[Records from a data source]

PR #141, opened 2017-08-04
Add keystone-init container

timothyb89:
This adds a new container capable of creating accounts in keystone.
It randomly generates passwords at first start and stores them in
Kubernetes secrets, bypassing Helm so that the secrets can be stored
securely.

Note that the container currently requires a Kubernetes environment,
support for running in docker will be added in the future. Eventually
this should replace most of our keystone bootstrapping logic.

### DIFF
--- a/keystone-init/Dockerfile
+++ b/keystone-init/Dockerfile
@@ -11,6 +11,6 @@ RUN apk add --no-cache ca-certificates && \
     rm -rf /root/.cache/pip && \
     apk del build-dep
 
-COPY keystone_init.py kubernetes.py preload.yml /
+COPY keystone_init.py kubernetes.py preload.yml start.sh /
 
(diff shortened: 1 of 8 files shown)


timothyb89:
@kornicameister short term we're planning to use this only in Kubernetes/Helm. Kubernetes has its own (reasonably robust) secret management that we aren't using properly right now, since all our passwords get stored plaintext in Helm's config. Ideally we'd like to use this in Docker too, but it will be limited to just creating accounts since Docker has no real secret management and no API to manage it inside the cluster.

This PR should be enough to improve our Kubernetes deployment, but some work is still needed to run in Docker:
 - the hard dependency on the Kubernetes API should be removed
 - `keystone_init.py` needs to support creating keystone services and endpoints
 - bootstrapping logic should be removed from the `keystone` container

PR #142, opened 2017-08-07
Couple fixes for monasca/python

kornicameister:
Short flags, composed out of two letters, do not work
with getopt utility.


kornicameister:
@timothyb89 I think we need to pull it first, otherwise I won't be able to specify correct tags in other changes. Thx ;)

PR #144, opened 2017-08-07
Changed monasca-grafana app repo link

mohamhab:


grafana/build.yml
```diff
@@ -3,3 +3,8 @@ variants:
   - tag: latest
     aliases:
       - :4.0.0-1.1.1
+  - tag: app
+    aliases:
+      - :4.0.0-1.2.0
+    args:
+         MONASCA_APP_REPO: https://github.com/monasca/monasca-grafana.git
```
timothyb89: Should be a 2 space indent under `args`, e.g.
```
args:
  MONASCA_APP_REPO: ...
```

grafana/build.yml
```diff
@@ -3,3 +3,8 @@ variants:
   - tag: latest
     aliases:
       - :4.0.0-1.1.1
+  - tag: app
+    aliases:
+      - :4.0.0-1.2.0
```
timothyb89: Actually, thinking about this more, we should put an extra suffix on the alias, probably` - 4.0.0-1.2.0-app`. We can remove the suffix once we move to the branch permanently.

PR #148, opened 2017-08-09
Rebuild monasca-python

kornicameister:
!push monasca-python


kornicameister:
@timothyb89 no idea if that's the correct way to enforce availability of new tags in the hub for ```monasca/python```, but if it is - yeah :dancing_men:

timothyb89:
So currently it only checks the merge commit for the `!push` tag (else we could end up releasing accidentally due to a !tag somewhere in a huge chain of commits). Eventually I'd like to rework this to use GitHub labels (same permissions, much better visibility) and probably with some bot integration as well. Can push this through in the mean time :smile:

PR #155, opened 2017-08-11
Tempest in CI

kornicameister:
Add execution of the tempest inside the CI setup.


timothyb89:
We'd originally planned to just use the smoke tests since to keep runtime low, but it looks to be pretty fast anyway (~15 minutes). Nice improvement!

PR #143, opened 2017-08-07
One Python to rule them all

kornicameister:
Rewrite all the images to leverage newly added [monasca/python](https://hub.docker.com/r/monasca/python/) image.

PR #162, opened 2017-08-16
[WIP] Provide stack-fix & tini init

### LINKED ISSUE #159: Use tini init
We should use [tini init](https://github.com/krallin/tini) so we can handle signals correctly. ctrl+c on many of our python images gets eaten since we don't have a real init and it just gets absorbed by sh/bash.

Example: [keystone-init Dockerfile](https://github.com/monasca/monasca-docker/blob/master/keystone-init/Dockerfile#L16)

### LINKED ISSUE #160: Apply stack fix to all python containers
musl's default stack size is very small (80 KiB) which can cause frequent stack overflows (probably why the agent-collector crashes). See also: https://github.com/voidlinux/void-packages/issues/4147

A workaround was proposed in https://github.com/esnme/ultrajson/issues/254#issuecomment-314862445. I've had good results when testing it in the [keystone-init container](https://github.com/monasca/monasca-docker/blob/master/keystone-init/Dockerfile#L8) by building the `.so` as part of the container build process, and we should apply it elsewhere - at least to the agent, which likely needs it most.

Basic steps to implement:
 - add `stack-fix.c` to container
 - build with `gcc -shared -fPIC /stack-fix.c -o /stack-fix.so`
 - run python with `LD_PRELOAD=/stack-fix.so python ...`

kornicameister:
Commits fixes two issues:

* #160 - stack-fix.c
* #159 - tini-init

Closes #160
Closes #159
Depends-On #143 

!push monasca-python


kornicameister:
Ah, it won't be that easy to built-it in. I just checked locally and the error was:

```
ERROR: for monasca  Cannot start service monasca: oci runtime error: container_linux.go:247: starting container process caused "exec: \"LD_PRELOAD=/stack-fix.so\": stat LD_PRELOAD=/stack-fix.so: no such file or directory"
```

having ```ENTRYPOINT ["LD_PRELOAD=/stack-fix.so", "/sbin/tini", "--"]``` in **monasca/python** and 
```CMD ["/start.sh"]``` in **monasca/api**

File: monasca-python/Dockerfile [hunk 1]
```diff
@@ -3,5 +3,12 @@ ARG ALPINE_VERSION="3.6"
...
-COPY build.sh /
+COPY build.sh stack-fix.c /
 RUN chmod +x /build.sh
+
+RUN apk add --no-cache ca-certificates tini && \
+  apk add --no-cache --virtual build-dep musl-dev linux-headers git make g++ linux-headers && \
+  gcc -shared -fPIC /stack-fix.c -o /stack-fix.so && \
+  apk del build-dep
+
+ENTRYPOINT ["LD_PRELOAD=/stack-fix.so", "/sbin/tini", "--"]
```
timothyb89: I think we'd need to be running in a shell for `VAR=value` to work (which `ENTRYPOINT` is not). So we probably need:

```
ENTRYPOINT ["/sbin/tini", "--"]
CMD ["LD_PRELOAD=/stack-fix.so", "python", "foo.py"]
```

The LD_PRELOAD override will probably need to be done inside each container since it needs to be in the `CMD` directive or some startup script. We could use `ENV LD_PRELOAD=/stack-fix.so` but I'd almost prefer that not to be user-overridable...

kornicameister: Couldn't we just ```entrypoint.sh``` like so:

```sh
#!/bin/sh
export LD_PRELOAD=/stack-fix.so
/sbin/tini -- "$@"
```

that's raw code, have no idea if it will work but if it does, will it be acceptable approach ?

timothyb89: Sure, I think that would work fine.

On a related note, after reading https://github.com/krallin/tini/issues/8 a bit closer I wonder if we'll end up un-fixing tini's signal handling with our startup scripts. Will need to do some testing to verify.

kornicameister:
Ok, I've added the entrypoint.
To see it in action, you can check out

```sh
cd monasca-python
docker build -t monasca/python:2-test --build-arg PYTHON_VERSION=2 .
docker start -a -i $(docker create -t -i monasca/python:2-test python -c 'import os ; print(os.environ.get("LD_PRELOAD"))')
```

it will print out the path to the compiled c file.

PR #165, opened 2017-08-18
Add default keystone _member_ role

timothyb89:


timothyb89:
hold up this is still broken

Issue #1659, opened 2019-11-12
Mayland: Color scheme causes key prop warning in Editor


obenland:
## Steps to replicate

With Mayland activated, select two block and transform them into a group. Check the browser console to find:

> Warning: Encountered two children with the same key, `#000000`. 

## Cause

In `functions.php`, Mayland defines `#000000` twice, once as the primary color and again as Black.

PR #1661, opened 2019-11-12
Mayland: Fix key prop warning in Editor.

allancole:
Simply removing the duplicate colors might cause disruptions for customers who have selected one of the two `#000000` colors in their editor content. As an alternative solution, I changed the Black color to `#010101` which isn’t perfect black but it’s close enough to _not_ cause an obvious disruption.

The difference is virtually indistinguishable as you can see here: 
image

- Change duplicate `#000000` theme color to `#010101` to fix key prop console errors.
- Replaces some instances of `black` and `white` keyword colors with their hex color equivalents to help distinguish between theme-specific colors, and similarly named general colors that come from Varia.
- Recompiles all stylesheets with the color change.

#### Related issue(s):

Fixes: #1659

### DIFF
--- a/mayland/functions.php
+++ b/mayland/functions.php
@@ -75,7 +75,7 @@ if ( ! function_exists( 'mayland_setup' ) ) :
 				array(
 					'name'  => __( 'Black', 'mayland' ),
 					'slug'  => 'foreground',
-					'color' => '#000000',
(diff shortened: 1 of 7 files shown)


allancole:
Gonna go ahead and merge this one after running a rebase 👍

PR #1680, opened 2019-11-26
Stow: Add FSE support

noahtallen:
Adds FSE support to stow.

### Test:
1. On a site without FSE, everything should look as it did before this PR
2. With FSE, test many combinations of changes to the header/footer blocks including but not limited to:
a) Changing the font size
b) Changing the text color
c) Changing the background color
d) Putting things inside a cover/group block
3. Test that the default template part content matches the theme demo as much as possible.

#### Problem description:
Find the word "https" in the entries above and gather every line that holds it.

#### Answer space:
+         MONASCA_APP_REPO: https://github.com/monasca/monasca-grafana.git
Rewrite all the images to leverage newly added [monasca/python](https://hub.docker.com/r/monasca/python/) image.
We should use [tini init](https://github.com/krallin/tini) so we can handle signals correctly. ctrl+c on many of our python images gets eaten since we don't have a real init and it just gets absorbed by sh/bash.
Example: [keystone-init Dockerfile](https://github.com/monasca/monasca-docker/blob/master/keystone-init/Dockerfile#L16)
musl's default stack size is very small (80 KiB) which can cause frequent stack overflows (probably why the agent-collector crashes). See also: https://github.com/voidlinux/void-packages/issues/4147
A workaround was proposed in https://github.com/esnme/ultrajson/issues/254#issuecomment-314862445. I've had good results when testing it in the [keystone-init container](https://github.com/monasca/monasca-docker/blob/master/keystone-init/Dockerfile#L8) by building the `.so` as part of the container build process, and we should apply it elsewhere - at least to the agent, which likely needs it most.
On a related note, after reading https://github.com/krallin/tini/issues/8 a bit closer I wonder if we'll end up un-fixing tini's signal handling with our startup scripts. Will need to do some testing to verify.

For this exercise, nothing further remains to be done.